Книга японских обыкновений | страница 6



Однако этот приступ государственной гигантомании заканчивается довольно быстро, и японцы начинают смотреть на мир почти теми же «близорукими» глазами, что и сегодня. Происходит это приблизительно в десятом веке. Отчасти это связано с бедностью архипелага минеральными ресурсами и его не слишком большими размерами (вступает в свое законное право принцип минимизации потребностей), отчасти с тем, что государство утратило былую мощь (а с нею и самомнение) и прекратило свою территориальную экспансию (север Хонсю, Хоккайдо и Окинава не входили тогда в его состав), утеряв интерес и к событиям на материке (командирование посольств в Китай и Корею было прекращено). Однако в тот же период впервые проявилось труднообъяснимое для науки стремление японской души упираться взглядом во что-нибудь малюсенькое. Ведь даже в японском мифе (а миф, как известно, склонен к сильным преувеличениям) мы не встречаемся ни с какими великанами или гигантами…

Одним из символов «перемен к меньшему» может считаться прекращение составления в X веке официальных исторических хроник, работа над которыми велась по прямому указанию правителя. А хронист — это именно тот человек (вполне условный, разумеется, — хроники на самом деле составлялись «редакционной коллегией», то есть множеством людей), который обладает широтой взгляда, достаточной, чтобы обозреть всю страну.

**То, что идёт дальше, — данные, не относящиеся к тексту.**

PR #5099, opened 2024-10-05
Add tree-sitter as a package

ericwb:
This change includes tree-sitter the packages that pyodide can install. The tree-sitter library has C extensions so it won't install with micropip from PyPI.

Tree sitter is one of a few requirements in order to run a SAST in the browser with PyScript.

https://pypi.org/project/tree-sitter
https://tree-sitter.github.io/tree-sitter
https://github.com/tree-sitter/py-tree-sitter

### Checklists

- [x] Add / update tests

### DIFF
--- a/docs/project/changelog.md
+++ b/docs/project/changelog.md
@@ -85,6 +85,7 @@ myst:
 - Added `rasterio` 1.13.10, `affine` 2.4.0 {pr}`4983`
 - Added `iminuit` 2.29.1 {pr}`4767`, {pr}`5072`
 - Added `arro3-core`, `arro3-io`, and `arro3-compute` 0.3.0, 0.4.0 {pr}`5020`, {pr}`5095`
+- Added `tree-sitter` 0.23.0 {pr}`5099`
 
 ## Version 0.26.2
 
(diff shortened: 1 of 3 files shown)


agriyakhetarpal (commented):
Thanks, @ericwb! Additionally, could you please add a few tests for the package in `packages/tree-sitter/test_tree-sitter.py` based on other projects' tests, and a CHANGELOG entry highlighting the new package?

ryanking13 (commented):
Thanks @ericwb. Could you please add some tests and add a changelog?

ericwb:
@agriyakhetarpal @ryanking13 I've added a test case, but you can't do much with tree-sitter on its own. You need to also have import a tree-sitter grammar for a particular language in order to be able to actual parsing. I was planning on adding some popular grammars as a follow on PR, such as https://pypi.org/project/tree-sitter-python/.

agriyakhetarpal (approved):
Thanks, @ericwb – following up with more packages and their tests sounds good. I guess `tree-sitter-python` would use `tree-sitter` as a dependency, so some tests there are nice to have.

Вместо хроник теми же самыми императорскими указами предписывалось создание поэтических антологий. И вот поэзия становится тем видом творчества, по которому мы и судим о японской душе и о японском взгляде.

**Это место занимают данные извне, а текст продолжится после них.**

PR #5102, opened 2024-10-07
Add tree-sitter-java, tree-sitter-go, tree-sitter-python

ericwb:
This is a follow-on to PR #5099 which added the dependency of tree-sitter to the packages.

This change adds tree-sitter-java, tree-sitter-go, tree-sitter-python packages and respective unit tests. Java, Go, and Python are popular languages, so its useful to add these grammars so a user can parse source code in those languages.

### Checklists

- [x] Add / update tests

### DIFF
--- a/.gitignore
+++ b/.gitignore
@@ -41,3 +41,4 @@ pytest-pyodide
 tools/symlinks
 xbuildenv/
 .pyodide-xbuildenv*
+DS_Store
--- a/docs/project/changelog.md
+++ b/docs/project/changelog.md
@@ -87,6 +87,9 @@ myst:
 - Added `iminuit` 2.29.1 {pr}`4767`, {pr}`5072`
 - Added `arro3-core`, `arro3-io`, and `arro3-compute` 0.3.0, 0.4.0 {pr}`5020`, {pr}`5095`
 - Added `tree-sitter` 0.23.0 {pr}`5099`
+- Added `tree-sitter-go` 0.23.1 {pr}`5102`
+- Added `tree-sitter-java` 0.23.2 {pr}`5102`
+- Added `tree-sitter-python` 0.23.2 {pr}`5102`
 
 ## Version 0.26.2
 
--- a/packages/tree-sitter-go/meta.yaml
+++ b/packages/tree-sitter-go/meta.yaml
@@ -4,8 +4,10 @@ package:
   top-level:
     - tree_sitter_go
 source:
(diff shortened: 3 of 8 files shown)


hoodmane (approved):
Cool! Thanks @ericwb.

ericwb:
Looks like the build is failing due to not finding the dependent tree-sitter C header files. @hoodmane Any tips on how to resolve this. Sorry, I'm pretty new to pyodide's build environment.

hoodmane:
Doing a basic build only produces a wheel, it won't install any headers or libs. So if downstream packages need to compile/link against tree-sitter, there will need to be a build script to install those into `$WASM_LIBRARY_DIR`. I'll take a look into it tomorrow if you don't figure it out.

packages/tree-sitter-go/.DS_Store
agriyakhetarpal, line 1: Could you please remove this binary file, @ericwb?

packages/tree-sitter-java/.DS_Store
agriyakhetarpal, line 1: and this one

packages/tree-sitter-python/.DS_Store
agriyakhetarpal, line 1: and this one – it might be worth adding this to our `.gitignore` file, too.

agriyakhetarpal (changes requested):
Thanks, @ericwb!

hoodmane:
The problem is that the sdists don't contain the headers, so building from them won't work. I made some PRs to fix.
https://github.com/tree-sitter/tree-sitter-java/pull/188
https://github.com/tree-sitter/tree-sitter-go/pull/151
https://github.com/tree-sitter/tree-sitter-python/pull/285

For now, we should pull them in from github which does have the headers.

@henryiii tree-sitter does its builds with cibuildwheel, hypothetically it seems like it would be nice if cibuildwheel would build the wheel from the sdist so that if necessary files are missing from the sdist it would notice. But perhaps there's a good reason not to do that? Or it's supposed to work that way but it didn't function properly in this case?

agriyakhetarpal:
`cibuildwheel` can already build from an sdist just fine – one just needs to pass the path to the tarball in `package-dir:` if using the GitHub Action, or as a positional argument if using the CLI. I think more projects should adopt this approach. Henry's https://github.com/henryiii/check-sdist tool is quite useful, too.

В сверхкоротких (31 слог) японских стихах этого времени нет никаких необъятных просторов. Смена времен года, наблюдаемая на цветах и растениях, любовные переживания — вот основные темы японских поэтов. И потому пространство страны как бы «свертывается» до пределов столицы, или государева дворца, или собственного дома и тела.

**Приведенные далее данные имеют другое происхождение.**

PR #5112, opened 2024-10-11
Add test for rust stat64 abi mismatch

hoodmane:
This tests the fix for rust-lang/rust#131467 in pyodide/pyodide-build#40. The problem is that rust cannot correctly read file metadata because the ABI of fstat64 changed between the version of emscripten that the rust compiler built the standard library against and our version of the rust compiler.

By passing `-Zbuild-std` we rebuild the rust standard library with the correct abi. I also added a test that works only if we pass `-Zbuild-std`.


juntyr:
LGTM, thanks for adding the fix and the test so quickly!

hoodmane:
@ryanking13 any idea why it says `error: rustup is not installed at '/root/.cargo'` in CI?

ryanking13:
We don't install cargo under `/root`. We install it [under `/usr`](https://github.com/pyodide/pyodide/blob/3a6ca52d93153852ada67d3c260594b2f9132f4f/Dockerfile#L18) but I am not sure why it is complaining about the path. Let me investigate...

ryanking13:
When I set `CARGO_HOME=/usr`, that error message is gone, but buildingthe standard library still fails with the following error:

```
error: no matching package named `compiler_builtins` found                      
location searched: registry `crates-io`                                         
required by package `std v0.0.0                                                 
(/root/.rustup/toolchains/nightly-2024-01-29-x86_64-unknown-linux-gnu/lib/rustli
b/src/rust/library/std)`                                                        
💥 maturin failed                                                               
  Caused by: Failed to build a native library through cargo 
```

https://app.circleci.com/pipelines/github/ryanking13/pyodide/2531/workflows/c2488104-ed53-4db6-b8ee-e0b18d8ffaba/jobs/50690/parallel-runs/0/steps/0-104

hoodmane:
Probably related to this: https://github.com/rust-lang/compiler-builtins
I guess I'll try investigating more. Thanks @ryanking13!

juntyr:
Does the bug persist with `-Zbuild-std=std` or perhaps even `-Zbuild-std=std,compiler-builtins`

hoodmane:
Well it works fine when I run it locally in the docker image. I guess I should try "rerun with ssh" and try in the CI.

hoodmane:
Okay the problem is that `-Zbuild-std` depends on loading `compiler_builtins` from `crates.io` but `orjson` vendors its packages and has instructions not to look at crates.io:
```
$ cat orjson-3.10.1/.cargo/config.toml 
[source.crates-io]
replace-with = "vendored-sources"

[source.vendored-sources]
directory = "include/cargo"
```

hoodmane:
It's interesting that it lies in the error message though:
```console
$ cargo -Zbuild-std build --target wasm32-unknown-emscripten
error: no matching package named `compiler_builtins` found
location searched: registry `crates-io`
$ cargo search compiler_builtins
error: crates-io is replaced with non-remote-registry source dir /home/rchatham/Documents/programming/pyodide/packages/orjson/build/orjson-3.10.1/include/cargo;
include `--registry crates-io` to use crates.io
```

hoodmane:
I created a cargo bug report:
https://github.com/rust-lang/cargo/issues/14697

ryanking13:
> Okay the problem is that -Zbuild-std depends on loading compiler_builtins from crates.io but orjson vendors its packages and has instructions not to look at crates.io:

Huh, interesting. Maybe making it fallback to crates.io if the package does not exist would help resolving the issue but cargo [doesn't seem to support it](https://github.com/rust-lang/cargo/issues/3066)

hoodmane:
I guess `build-std` and `cargo vendor` absolutely don't work together.
https://github.com/rust-lang/wg-cargo-std-aware/issues/23
I think we'll need a way to drop `-Zbuild-std` for orjson.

Первыми (как то и было положено им по социальному статусу) начинают вглядываться не в большое, а в малое высокообразованные и утонченные хэйанские аристократы, но потом все больше и больше японцев перенимает эту манеру. Все чаще они вглядываются не в даль, а себе под ноги, обживая пространство прежде всего телесное и околотелесное.

Очень хорошо это видно на примере той же самой поэзии, которая всегда считалась японцами намного более важной, чем проза. Так, в поэтической антологии VIII века «Манъёсю» («Собрание десяти тысяч поколений») мы часто встречаемся с упоминаниями о различных животных, птицах и рыбах, которых вряд ли можно было каждый день наблюдать в густозаселенной (по различным оценкам — от ста до двухсот тысяч человек) столице Нара. Скажем, с оленем. Или диким гусем. Поскольку японцы в то время еще не разлюбили путешествовать и по-пионерски покорять пространство, то и добрый конь тоже входит в поэтический словарь той эпохи.